I started this year full of new beginnings and a more concentrated outlook in the more serious matters of my life. As was the time post break up with my long term partner, I found myself in a deep search within the recesses of my life essence and to find what it was that made me an 'Eddy'.

It was a quest that was unfortunately encountered and thus delayed due to unforseeable bumps and hurdles that led to where I am now.

After coming back from Japan I was ready to start afresh.. clean slate and free of burden. A new place to live, new challenges with starting a 5 day work week again. Learning a new language, joining a new soccer team(s), hanging out with new friends and picking up new activities and hobbies. I had one goal in mind. I want to be free.

Bit by bit throughout the year, I was shoved head first into a thankless mess with no easy way out. More I worked the more I realised how hard it would be to continue where I am. Was I happy where I was? I was making reasonable money but the business partnership was eating away at my soul not unlike a male praying mantis giving himself in to a hungry female partner.

I was doing my best to keep the business going and my team working to the most efficient capacity that they can. This was validated by a paid evaluation of a renowned dentist and businessman who has taken an interested into the business we run. And thusly, a possible exit plan which has fallen into my lap.

Am I free yet? Have I deserved my time yet?

Here I am, my first proper time off of work this year. Slaving away, grinding... nay not grinding... just working what any business owner would do. Caring lovingly for the precious yet fragile ecosystem which consists of systems that provide such a valuable service. And not least of all, providing valuable credit for me to live in this society. This is why I have stayed. The autonomy. The freedom to make the best dentistry I can possibly provide and I just so happen to get paid for it. Little did I know back then, that that sort of pendantic yet caring attitude attracts customers to your value and mission. What follows this value, if systems are properly in place? Loyalty and money. But it cant be faked, anything more than a whisper of untruthiness and deceit will implode itself into a shameful mess intertwined with embarrassment of exposure. And although some may look lowly of the overall \240capacity of humans in general, you cant deny that people are innately hardwired and remarkably sensitive to agenda driven and fraudulent behaviour.

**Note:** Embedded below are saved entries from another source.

PR #6764, opened 2020-10-21
working load of Kibana objects during package load, re #6735

### LINKED ISSUE #6735: Add process to load and manage Kibana spaces and objects from within the package loading process
Including integrating within the package load process add management commands to manage Kibana spaces and objects

apeters:
fixes #6735 

To test this you should first update your Elasticsearch to version 7.9, then you should install Kibana version 7.9
Then, you'll need to edit the config/kibana.yml by adding these configs:
server.basePath: "/kibana"
server.rewriteBasePath: true
Then start Kibana

Then install the USDSSC package.  After the package loads you should be able to see the kibana dashboard in the site.

### DIFF
--- a/arches/app/views/api.py
+++ b/arches/app/views/api.py
@@ -111,6 +111,19 @@ class CouchdbProxy(ProtectedResourceView, ProxyView):
         return JSONResponse(_("Sync failed"), status=500)
 
 
+class KibanaProxy(ProxyView):
+    upstream = settings.KIBANA_URL
+
+    def dispatch(self, request, path):
+        try:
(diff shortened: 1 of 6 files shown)


chiatt (commented):
@apeters It seems like the changes to settings.py should also be reflected in the settings.py-tpl file.

apeters:
Thanks @chiatt I was going to do that, but just forgot!  Thanks for catching that!

chiatt (approved):
Works as expected

whatisgalen (approved):
works as expected

PR #882, opened 2022-04-07
style(hero-theme-page): refactor bem, css + tokens

robbieatacato:
Solve: https://github.com/nl-design-system/denhaag/issues/876

Purpose:
- Refactor bem, css, tokens more to design likings.

Screen capture:

https://user-images.githubusercontent.com/95216123/162232935-44739949-c568-44c5-ae3b-3db30c4be1ea.mov

closes  #882


components/Hero/src/index.scss
```diff
@@ -171,6 +192,43 @@
...
+  }
+}
+
+@media (min-width: 430px) {
+  .denhaag-hero--theme-page {
+    height: var(--denhaag-hero-theme-page-height-s);
+  }
+
+  .denhaag-hero--theme-page .denhaag-hero__text {
+    font-size: var(--denhaag-hero-theme-page-text-font-size-m);
```
paulAcato, line 220: Why not do the same as the other hero's and use the power of CSS variables?

For example:

`@media (min-width: 430px) { 
 .denhaag-hero--theme-page { 
   --denhaag-hero-theme-page-height: var(--denhaag-hero-theme-page-height-s);
   --denhaag-hero-theme-page-text-font-size:  var(--denhaag-hero-theme-page-text-font-size-m); 
 }
}
`

This way u shorten the CSS output and use the way CSS variables are meant to be,

components/Hero/src/index.scss
```diff
@@ -171,6 +192,43 @@
...
     --denhaag-hero-content-column-end: var(--denhaag-hero-home-content-column-end-xs, 12);
   }
+
+  .denhaag-hero--theme-page .denhaag-hero__container {
+    padding-block-start: var(--denhaag-hero-theme-page-container-padding-block-start-s);
+  }
+
+  .denhaag-hero--theme-page .denhaag-hero__content {
+    min-height: var(--denhaag-hero-theme-page-content-min-height-s);
+    height: var(--denhaag-hero-theme-page-content-height-s);
```
paulAcato, line 202: Why a height and min-height? 

When a height is set, a min-height is redundant.

proprietary/Components/src/denhaag/hero.tokens.json
```diff
@@ -342,36 +342,65 @@
...
         "title": {
-          "padding-block-end": { "value": "{denhaag.space.block.md}" }
+          "padding-block-end": { "value": "{denhaag.space.block.md}" },
+          "font-size-s": { "value": "8.9vw" },
+          "font-size-m": { "value": "3rem" }
         },
         "text": {
           "font-size": { "value": "{denhaag.typography.scale.lg.font-size}" },
-          "font-size-s": { "value": "{denhaag.typography.scale.xl.font-size}" },
+          "font-size-s": { "value": "5.6vw" },
```
paulAcato, line 402: Please use the typography tokens, font-sizes shouldn't be set on viewport width.

And for the line below, im pretty sure there's a 1.5rem typography token.

paulAcato (changes requested):
I'm missing the container being aligned on the grid. Like we did with the other hero's. 

The grid-alignment with grid-start and grid-end is perfectly suited for this.

components/Hero/src/index.scss
robbieatacato: That is necessary because the height is responsive, and these have different values.

proprietary/Components/src/denhaag/hero.tokens.json
robbieatacato: The typography tokens don't have vw's voor responsive font-sizes.

paulAcato: I checked this with Joni last tuesday. We don't use VW properties. The font-sizes should always be from the tokens conform the defined properties. If Figma says to use VW, please contact the design team.

paulAcato (changes requested):
See comment about font-size vw

paulAcato (changes requested):

paulAcato (approved):

PR #889, opened 2022-04-12
Feature/gdh 261 typography spacing

paulAcato:
Added the formula for headings when after another element.


paulAcato:
@bddjong, i notice there's also work in this PR which was also in the former PR about typography (which was approved and  merged to main (some days ago))?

I do digress greatly, as I am about to embark on another adventure, I feel this is different to most. As one man once said, people who work in high demanding employment must also attain the discipline to be disconnect and routinely provide themselves personal space to regenerate their soul.

This year has been a heart wrenching and soul testing era for me. What started as a hopeful start to a new year has turned into a crawling grind towards the finish line. \240I am proud of my team and the culture plus mission value that I have instilled into them. It has provided me with a well run clinic and this shows through the bottom line. It proves that I was right at the beginning of my tenure, that its easier \240make money if its through a well run and value driven team. \240It was hard and now I think it feels like I am letting my baby go. But nonetheless the greatest of happiness is not often without the greatest of sacrifices. I am now here, again, a last minute decision to go to a unknown and less travelled country. The lead up and preparation was difficult but nothing worth experiencing rarely ever isnt.

Here I am about to embark on an adventure, metaphorically and in parallel to the escape that my life is about to be rewarded with.

A 14 hour flight awaits me via Taipei

Watch out Burma, here I come.

2
58 Hledan street, Lanmadaw Township, Yangon 11131, Myanmar (Burma)

Boarding the plane this time around felt like it was a dissimilar affair to travels past. This did not feel like a relief nor a feeling of elation nor excitement. Rather this felt like a necessary measure to rebalance and unravel what has been wound up all this time. To outwardly disguise my contempt and anger towards a particular situation in my life for so long as well as maintaining my professional and personal dignity has taken an unbelievable toll.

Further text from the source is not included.